Elgar • Carter • Bruch

 

Our rating

5

Published: March 14, 2013 at 2:53 pm

COMPOSERS: Elgar; Carter; Bruch
LABELS: Decca
ALBUM TITLE: Elgar • Carter • Bruch
WORKS: Elgar: Cello Concerto in E minor; Carter: Cello Concerto; Bruch: Kol Nidrei, Op. 47
PERFORMER: Alisa Weilerstein (cello); Staatskapelle Berlin/Daniel Barenboim
CATALOGUE NO: 478 2735

This is a bold, not to say counter-intuitive coupling: I can’t imagine all lovers of Elgar’s intimate, elegiac Cello Concerto will have as keen an appetite for late, knotty Elliott Carter (and maybe vice versa). But they shouldn’t be deterred: each concerto is a masterwork in its own terms, and together they add up to a superb showcase for the talents of a gifted soloist. I praised Alisa Weilerstein’s interpretation of the Elgar Concerto when she appeared on DVD with Daniel Barenboim and the Berlin Philharmonic in 2010. This new recording (same conductor, different orchestra) is a close match to that one: Weilerstein avoids nostalgia and produces instead an account that is full of passion, grief and nobility of feeling. Just the way she articulates the opening chords and brief recitative before the strings’ first entry has an authority and poetry that demands our attention from the outset, and the eloquence of her playing ensures that she holds it throughout. The way that she and Barenboim negotiate tricky moments such as the transition between movements one and two, where the fleet-footed scherzo emerges out of a brilliantly judged series of moves forward and holdings-back, seems perfect. After the limpid melancholy of the slow movement Weilerstein brings a sense of dark, almost ironical triumph to the finale. It’s a highly intelligent reading without in any way compromising the emotional dimensions of the work.

Few greater contrasts in style and atmosphere could be imagined than the modernism of Elliott Carter’s Concerto of 2001, which through its seven sections exploits almost everything a cello can do.
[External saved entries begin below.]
PR #937, opened 2022-04-13
feat: `Context` slots

andreubotella:
Builds on top of #895.


src/context.rs
```diff
@@ -84,4 +105,149 @@ impl Context {
...
+      std::ptr::eq(isolate, unsafe { v8__Context__GetIsolate(self) }),
+      "attempted to use Context slots with the wrong Isolate"
+    );
+
+    let num_data_fields =
+      unsafe { v8__Context__GetNumberOfEmbedderDataFields(self) } as c_int;
+    if num_data_fields <= Self::ANNEX_SLOT {
+      let annex = Box::new(ContextAnnex {
+        slots: Default::default(),
+        // To be replaced
```
bartlomieju, line 123: What do you want to replace it with?

bartlomieju (commented):
@piscisaureus PTAL

src/context.rs
andreubotella: That comment wasn't a TODO, it was a note that `weak` gets set to a weak handle to the context further down the function. I'll reword it.

andreubotella:
While trying to implement multi-realm async ops based on this PR, I realized that this change keeps a `v8::Weak` alive since the moment a slot is created until the context is GC'd. But building a snapshot will crash if you have any global or weak handle alive, which is not a consequence you'd expect from using context slots.

Should we have a `clear_all_slots` method, with an explanation of why it's needed in the documentation?

bartlomieju:
> While trying to implement multi-realm async ops based on this PR, I realized that this change keeps a `v8::Weak` alive since the moment a slot is created until the context is GC'd. But building a snapshot will crash if you have any global or weak handle alive, which is not a consequence you'd expect from using context slots.
> 
> Should we have a `clear_all_slots` method, with an explanation of why it's needed in the documentation?

If we can't do this automatically, then `clear_all_slots` sounds fine.

andreubotella:
I've now implemented `clear_all_slots`. PTAL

As in many of Carter’s late works the music seems to live at the existential edge, each new phrase creating its own justification in an unfolding process of invention. It’s clear that this music holds no terrors for Weilerstein. Though most of the work is capricious she always gives the ideas time to breathe. Her interpretation, at once remarkably expressive and a continuous display of headlong, high-pressure virtuosity, seems to me to outrank the existing recorded versions by Fred Sherry and Jan Vogler (on Bridge and NEOS respectively) and in its way is as fine an achievement as her Elgar. A meditative account of Bruch’s Kol Nidrei – Weilerstein here expounding the melody in its full innate dignity, without an ounce of excess sentiment – closes a thoughtfully-constructed and thought-provoking programme.